RAJAWARTA : Badan Perencanaan dan Pembangunan Kota (Bappeko) menggelar rapat dengan Dinas Pemuda dan Olahraga (Dispora) Pemkot Surabaya yang membahas tentang Rancangan Peraturan Daerah (Raperda) retribusi sewa Gelora Bung Tomo (GBT) yang diusulkan Pemerintah Kota (Pemkot) Surabaya.

Hasil dari rapat koordinasi tersebut menurut Kepala Bappeko Surabaya, Eri Cahyadi ada perbedaan perhitungan antara penyewa umum dengan penyewa Persebaya. Kalau umum dihitung berdasarkan perhari atau 24 jam. Sedangkan Persebaya dihitung perlaga.

Dijelaskannya, yang mengajukan Raperda pihak Dispora melalui tim appraisal ke DPRD. “Namun sebelum (raperda) itu berjalan masih pakai Perda yang lama (Perda Nomor 2 Tahun 2013),” kata Eri kepada pewarta yang menemuinya (08/07/2019).

Berdasarkan Peraturan Daerah (Perda) Kota Surabaya nomor 2 tahun 2013 pasal 19 B menyebutkan, retribusi stadion yang berlokasi di Benowo, Kecamatan Pakal itu, saat ini dibanderol Rp 30 juta untuk pertandingan level Liga 1. Sedangkan untuk pertandingan internasional, tarifnya Rp 70 juta.

Sementara dalam Rancangan Peraturan Daerah (Raperda) retribusi yang diusulkan Pemkot Surabaya, dibanderol Rp 444,6 juta per hari atau 24 jam.
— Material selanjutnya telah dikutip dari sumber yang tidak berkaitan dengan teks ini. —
PR #203, opened 2019-06-15
Slightly improve Progressing statuses

danwinship:
Before, during an upgrade, the status would go:

    DaemonSet %q update is rolling out (0 out of 3 updated)
    ...
    DaemonSet %q is not available (awaiting 1 nodes)
    ...
    DaemonSet %q update is rolling out (1 out of 3 updated)
    ...
    DaemonSet %q is not available (awaiting 1 nodes)
    ...
    DaemonSet %q update is rolling out (2 out of 3 updated)
    ...
    DaemonSet %q is not available (awaiting 1 nodes)
    ...

Fix it to make the "update is rolling out" status take precedence over
the "not available" status.

### DIFF
--- a/pkg/controller/statusmanager/status_manager.go
+++ b/pkg/controller/statusmanager/status_manager.go
@@ -174,12 +174,12 @@ func (status *StatusManager) SetFromPods() {
 			continue
 		}
 
-		if ds.Status.NumberUnavailable > 0 {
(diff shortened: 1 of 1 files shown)


squeed:
this always bugged me too. I'd filed SDN-396 to fix it.

/lgtm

Sedangkan sewa untuk per jam mencapai Rp 22 juta.

Meski demikian lanjut Eri,ada yang perlu digaris bawahi yakni selama ini perhitungan sewa yang dibebankan ke Persebaya dihitung berdasarkan sekali laga (tanding). Jika diasumsikan dalam setiap laga pertandingan, waktu yang dibutuhkan 45 menit kali 2 adalah 2 jam. “Jadi kalau dihitung dalam setiap laga (raperda) hanya Rp 44 juta,” jelasnya.

Pria yang disebut-sebut akan maju sebagai calon Walikota Surabaya memastikan, bahwa khusus untuk Persebaya dan kegiatan sosial lainnya akan mendapatkan perbedaan tarif. “Sejak awal pertandingan kemarin sudah dibedakan harga sewa (stadion GBT) untuk Persebaya karena membawa nama baik Surabaya,” katanya.